The evolutions of “our site” in its post-plantation era reflect a changing New Orleans, one of increasing urbanization and transportation technologies. It saw the effects of “subdivision fever” and the benefits of the New Orleans and Carrollton Railroad (now, the St. Charles Avenue streetcar line). Under the ownership of Polycarp Fortier in the mid-nineteenth century, the property facilitated the manufacturing of ten thousand bricks a day, many of which Campanella points out likely still remain in walls and chimneys around the country. During the Civil War, federal troops took possession of the property, bringing an end to one hundred and forty years of slavery there.

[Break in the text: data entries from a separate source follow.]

PR #1621, opened 2024-05-21
Enable new type cases

airenzp:
## Description

This PR adds support to geneExpression and metaboliteIntensity in all the use cases allowed. Now we list the use cases excluded in TermTypeSearch, instead of included cases. Also we disable terms in the dictionary passing the term and not the id, so we can disable non dict terms. As there are many use cases and files affected, please check if the tree looks as expected in the different use cases and check selecting terms. 

## Checklist

### DIFF
--- a/client/termdb/TermTypeSearch.ts
+++ b/client/termdb/TermTypeSearch.ts
@@ -30,15 +30,34 @@ const useCases = {
 		TermTypeGroups.GENE_EXPRESSION,
 		TermTypeGroups.METABOLITE_INTENSITY
 	],
-	summary: [TermTypeGroups.DICTIONARY_VARIABLES, TermTypeGroups.GENE_EXPRESSION],
-	barchart: [TermTypeGroups.DICTIONARY_VARIABLES, TermTypeGroups.MUTATION_CNV_FUSION, TermTypeGroups.GENE_EXPRESSION],
-	violin: [TermTypeGroups.DICTIONARY_VARIABLES, TermTypeGroups.MUTATION_CNV_FUSION, TermTypeGroups.GENE_EXPRESSION],
-	sampleScatter: [TermTypeGroups.DICTIONARY_VARIABLES, TermTypeGroups.GENE_EXPRESSION], //This case covers scaleBy and dynamic scatters with coordinates from numeric terms
+	summary: [TermTypeGroups.DICTIONARY_VARIABLES, TermTypeGroups.GENE_EXPRESSION, TermTypeGroups.METABOLITE_INTENSITY],
+	barchart: [
+		TermTypeGroups.DICTIONARY_VARIABLES,
+		TermTypeGroups.MUTATION_CNV_FUSION,
+		TermTypeGroups.GENE_EXPRESSION,
+		TermTypeGroups.METABOLITE_INTENSITY
+	],
+	violin: [
+		TermTypeGroups.DICTIONARY_VARIABLES,
+		TermTypeGroups.MUTATION_CNV_FUSION,
+		TermTypeGroups.GENE_EXPRESSION,
+		TermTypeGroups.METABOLITE_INTENSITY
+	],
+	sampleScatter: [
+		TermTypeGroups.DICTIONARY_VARIABLES,
+		TermTypeGroups.GENE_EXPRESSION,
+		TermTypeGroups.METABOLITE_INTENSITY
+	], //This case covers scaleBy and dynamic scatters with coordinates from numeric terms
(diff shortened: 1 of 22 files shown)


server/src/termdb.js
```diff
@@ -474,10 +475,8 @@ async function trigger_getDefaultBins(q, ds, res) {
 	const lst = []
 	let min = Infinity
 	let max = -Infinity
-	if (tw.term.type == TermTypes.GENE_EXPRESSION) {
-		if (ds.queries.geneExpression.gene2bins[tw.term.gene])
```
xzhou82, line 478: should keep this cache, so that multiple users requesting bin for the same gene can be quickly returned without recomputing

airenzp: when testing it, the request is not happening, the second time, probably because of the cache in the browser.

client/termdb/TermTypeSearch.ts
```diff
@@ -13,7 +12,12 @@ The tree target is used to determine the allowed term types.
  */
 
 const useCases = {
-	matrix: [TermTypeGroups.DICTIONARY_VARIABLES, TermTypeGroups.MUTATION_CNV_FUSION],
```
xzhou82, line 16: here worth to add a comment and state that this design is deliberate so when introducing a new term, it can be gradually added to each usecase and get enabled in the plot/target code. looks redundant but necessary

airenzp: I think we can start listing the cases excluded instead. Working on it.

xzhou82: yes good idea

karishma-gangwani:
I see some dictionary terms when clicking 'Data dictionary' on redomics UI. but when selecting x and y coordinates in scatter plot I don't see the tree but only the search box is shown. Is that intentional?

airenzp:
> I see some dictionary terms when clicking 'Data dictionary' and 'Dictionary variables' on redomics UI. but when selecting x and y coordinates in scatter plot I don't see the tree but only the search box is shown. Is that intentional?

This dataset does not have dictionary terms that are numeric, that is why.

gavrielm:
Only condition dictionary terms should be allowed for cumulative incidence. The dictionary is filtered properly here, but non-dictionary terms should not be allowed:
image

Note that non-dictionary terms should still be allowed for overlay and divideBy in cumulative incidence.

xzhou82:
cuminc term1 can only be `condition` term. overlay/divideby can be any dict term, which can expand to non-dict terms later

gavrielm:
Survival should be fixed in the same way as cumulative incidence:
image

gavrielm:
For linear regression outcome, gene expression term could be used because it is continuous variable, but entering `TP53` here will break:
image

Similar case with logistic regression.

For cox regression, only dictionary term should be allowed.

Could disable non-dictionary term for any regression use case for now.

xzhou82:
regression: can only enable dict term/snplst/snplocus for now. will enable more in that code later
download: all term types should be supported

airenzp:
> Survival should be fixed in the same way as cumulative incidence: image

Thanks for reporting this. Survival and cuminc should be fixed now

airenzp:
Thanks for the input provided. The cases reported should be fixed now.

xzhou82:
seems[ gene exp barplot](http://localhost:3000/?noheader=1&mass={%22dslabel%22:%22TermdbTest%22,%22genome%22:%22hg38-test%22,%22nav%22:{%22activeTab%22:1},%22plots%22:[{%22chartType%22:%22summary%22,%22term%22:{%22term%22:{%22type%22:%22geneExpression%22,%22gene%22:%22TP53%22,%22name%22:%22TP53%22},%22q%22:{%22mode%22:%22continuous%22}}}]}) no longer shows

airenzp:
> seems[ gene exp barplot](http://localhost:3000/?noheader=1&mass=%7B%22dslabel%22:%22TermdbTest%22,%22genome%22:%22hg38-test%22,%22nav%22:%7B%22activeTab%22:1%7D,%22plots%22:%5B%7B%22chartType%22:%22summary%22,%22term%22:%7B%22term%22:%7B%22type%22:%22geneExpression%22,%22gene%22:%22TP53%22,%22name%22:%22TP53%22%7D,%22q%22:%7B%22mode%22:%22continuous%22%7D%7D%7D%5D%7D) no longer shows

if you restart the server and try the link it works. I am looking into this issue. I am not sure what happens that causes this to break, but I think it is related with the cache.

xzhou82:
thanks it works now! probably ran into same issue with our tooling as before

xzhou82 (approved):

“Our site’s” history as a place of healing begins in 1883, when Fortier’s wife Celestine, sold it to the government to be transformed into a Marine hospital. When the Children’s Hospital opened upriver in 1955, the cottage remained— veterans healing on one side of her, children on the other. When Nixon administration budget cuts closed all Public Health Service hospitals in 1981, the Marine Hospital’s closing ceremonies featured the Olympia Brass Band, performing a symbolic jazz funeral.

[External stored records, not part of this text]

Issue #154, opened 2022-10-13
Allow usage of `calc` for margins


coeing:
Hi! 👋 
      
Firstly, thanks for your work on this project! 🙂

I'd like to suggest that `TYPES.CALC` should be valid for margins as well. I used `patch-package` to use it in my project and it does not seem to make any problems.

The real change probably has to be done here: https://github.com/jsdom/cssstyle/blob/b527ed722364dc6d156487c652df100572075dee/lib/properties/margin.js#L12 

Today I used [patch-package](https://github.com/ds300/patch-package) to patch `cssstyle@2.3.0` for the project I'm working on.

Here is the diff that solved my problem:

```diff
diff --git a/node_modules/cssstyle/lib/properties.js b/node_modules/cssstyle/lib/properties.js
index 7f462f3..2af2e4e 100644
--- a/node_modules/cssstyle/lib/properties.js
+++ b/node_modules/cssstyle/lib/properties.js
@@ -1225,7 +1225,7 @@ var margin_local_var_isValid = function (v) {
   }
 
   var type = external_dependency_parsers_0.valueType(v);
-  return type === margin_local_var_TYPES.LENGTH || type === margin_local_var_TYPES.PERCENT || type === margin_local_var_TYPES.INTEGER && (v === '0' || v === 0);
+  return type === margin_local_var_TYPES.CALC || type === margin_local_var_TYPES.LENGTH || type === margin_local_var_TYPES.PERCENT || type === margin_local_var_TYPES.INTEGER && (v === '0' || v === 0);
 };
 
 var margin_local_var_parser = function (v) {
```

<em>This issue body was [partially generated by patch-package](https://github.com/ds300/patch-package/issues/296).</em>

PR #175, opened 2024-06-26
Add calc support for margin and padding

BramMeerten:
Add support for `calc` for `margin` and `padding`. Other properties such as `width`, `top`, ... already support calc.

More properties should support `calc`, but I haven't included them all in this PR:
- `background-position: calc(100% - 0%) calc(100% - 10%)`. Not included because `parse` function splits on whitespace, but whitespace can also occur inside calc parentheses.
- `border-bottom-width` (and other "length" types): uses `parseLength` (from `parsers.js`), didn't want to change because too many usages. It could be done though, for example `parseMeasurement` already allows `calc`.

This PR should fix https://github.com/jsdom/cssstyle/issues/154

### DIFF
--- a/lib/properties/margin.js
+++ b/lib/properties/margin.js
@@ -12,6 +12,7 @@ var isValid = function (v) {
     type === TYPES.NULL_OR_EMPTY_STR ||
     type === TYPES.LENGTH ||
     type === TYPES.PERCENT ||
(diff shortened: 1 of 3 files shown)


BramMeerten:
@domenic could you please have a look at this small PR?

domenic (approved):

After a few years serving as the New Orleans Adolescent Hospital, the campus was eventually abandoned after damage caused by Hurricane Katrina. Campanella’s book, published by the Preservation Resource Center, comes in the wake of the 2014 purchase of the property by Children’s Hospital New Orleans and a long process of strategic planning with preservation in mind. The restoration of the cottage, which has stood there through it all, was completed in 2020 and will be used as a place “of respite for patients and their families,” according to the Preservation Resource Center. Now, Campanella concludes, “it will not be so silent, but rather filled with life and hope.” Find The Cottage on Tchoupitoulas at prcno.org.